**Records for processing**
PR #1108, opened 2021-11-19
Added a check on Kotlin for RustBuffer.alloc()

bendk:
I want to check out a hunch that this is returning null sometimes, which
causes issues like
https://github.com/mozilla/application-services/issues/4640.

### DIFF
--- a/uniffi_bindgen/src/bindings/kotlin/templates/RustBufferTemplate.kt
+++ b/uniffi_bindgen/src/bindings/kotlin/templates/RustBufferTemplate.kt
@@ -13,7 +13,11 @@ open class RustBuffer : Structure() {
 
     companion object {
         internal fun alloc(size: Int = 0) = rustCall() { status ->
-            _UniFFILib.INSTANCE.{{ ci.ffi_rustbuffer_alloc().name() }}(size, status)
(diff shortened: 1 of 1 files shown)


badboy (approved):
Huh, that's weird.
I don't really see a way that `RustBuffer` returns an null pointer. Even an empty vec should use `0x1` as the dangling data pointer.
Further the `NullPointerException` in the linked bug is on the Kotlin side when calling `lower` which makes me believe that whatever `lower` is called on is a null pointer?

Regardless in that context this PR seems harmless, so I'm not opposed

bendk:
> Huh, that's weird. I don't really see a way that `RustBuffer` returns an null pointer. Even an empty vec should use `0x1` as the dangling data pointer. Further the `NullPointerException` in the linked bug is on the Kotlin side when calling `lower` which makes me believe that whatever `lower` is called on is a null pointer?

**What you are asked to do**
Write out all of the records once more, exactly.

**Exercise output**
PR #1108, opened 2021-11-19
Added a check on Kotlin for RustBuffer.alloc()

bendk:
I want to check out a hunch that this is returning null sometimes, which
causes issues like
https://github.com/mozilla/application-services/issues/4640.

### DIFF
--- a/uniffi_bindgen/src/bindings/kotlin/templates/RustBufferTemplate.kt
+++ b/uniffi_bindgen/src/bindings/kotlin/templates/RustBufferTemplate.kt
@@ -13,7 +13,11 @@ open class RustBuffer : Structure() {
 
     companion object {
         internal fun alloc(size: Int = 0) = rustCall() { status ->
-            _UniFFILib.INSTANCE.{{ ci.ffi_rustbuffer_alloc().name() }}(size, status)
(diff shortened: 1 of 1 files shown)


badboy (approved):
Huh, that's weird.
I don't really see a way that `RustBuffer` returns an null pointer. Even an empty vec should use `0x1` as the dangling data pointer.
Further the `NullPointerException` in the linked bug is on the Kotlin side when calling `lower` which makes me believe that whatever `lower` is called on is a null pointer?

Regardless in that context this PR seems harmless, so I'm not opposed

bendk:
> Huh, that's weird. I don't really see a way that `RustBuffer` returns an null pointer. Even an empty vec should use `0x1` as the dangling data pointer. Further the `NullPointerException` in the linked bug is on the Kotlin side when calling `lower` which makes me believe that whatever `lower` is called on is a null pointer?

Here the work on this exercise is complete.